=== The task ===
When you reply, transcribe every line of the data below exactly.
====
PR #2627, opened 2022-01-14
ns.corporation.getDivision() should get data based on type

endofzero:
ns.corporation.getDivision() should get data based on the immutable value of 'type' as 'name' is defined during creation of the division.

This allows you to check via program to see if you have expanded into a division without the need of knowing what the names are, it can build the names from the static type values.

# Documentation

# Bug fix

- Include how it was tested


hydroflame:
This is API breaking so ... no.

PR #2629, opened 2022-01-14
MISC: Terminal now supports ANSI-escape sequences.

heap-underflow:
Adds support for both 3- and 8-bit [ANSI escape sequences](https://en.wikipedia.org/wiki/ANSI_escape_code#Colors) for colors, as well as those for bold and underlined.

image

~Note: I marked this as a draft PR because it needs more testing.  It broke the CLI's `expr` output (which, I really think is the fault of `expr` breaking the "contract" of `Output.text` being a string and not the changes here, but I'm still putting it through its paces.~ All set to merge, imo.

I used something like:
```js
const ansi = (...c) => {
    return ns.sprintf("\u{001b}[%sm", c.join(';'))
}

ns.tprintf("%sred-on-cyan%s", ansi(31,46), ansi(0))
```
but a more friendly library could be built around it like js's chalk or python's colorama.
====
=== Solution for this task ===
PR #2627, opened 2022-01-14
ns.corporation.getDivision() should get data based on type

endofzero:
ns.corporation.getDivision() should get data based on the immutable value of 'type' as 'name' is defined during creation of the division.

This allows you to check via program to see if you have expanded into a division without the need of knowing what the names are, it can build the names from the static type values.

# Documentation

# Bug fix

- Include how it was tested


hydroflame:
This is API breaking so ... no.

PR #2629, opened 2022-01-14
MISC: Terminal now supports ANSI-escape sequences.

heap-underflow:
Adds support for both 3- and 8-bit [ANSI escape sequences](https://en.wikipedia.org/wiki/ANSI_escape_code#Colors) for colors, as well as those for bold and underlined.

image

~Note: I marked this as a draft PR because it needs more testing.  It broke the CLI's `expr` output (which, I really think is the fault of `expr` breaking the "contract" of `Output.text` being a string and not the changes here, but I'm still putting it through its paces.~ All set to merge, imo.

I used something like:
```js
const ansi = (...c) => {
    return ns.sprintf("\u{001b}[%sm", c.join(';'))
}

ns.tprintf("%sred-on-cyan%s", ansi(31,46), ansi(0))
```
but a more friendly library could be built around it like js's chalk or python's colorama.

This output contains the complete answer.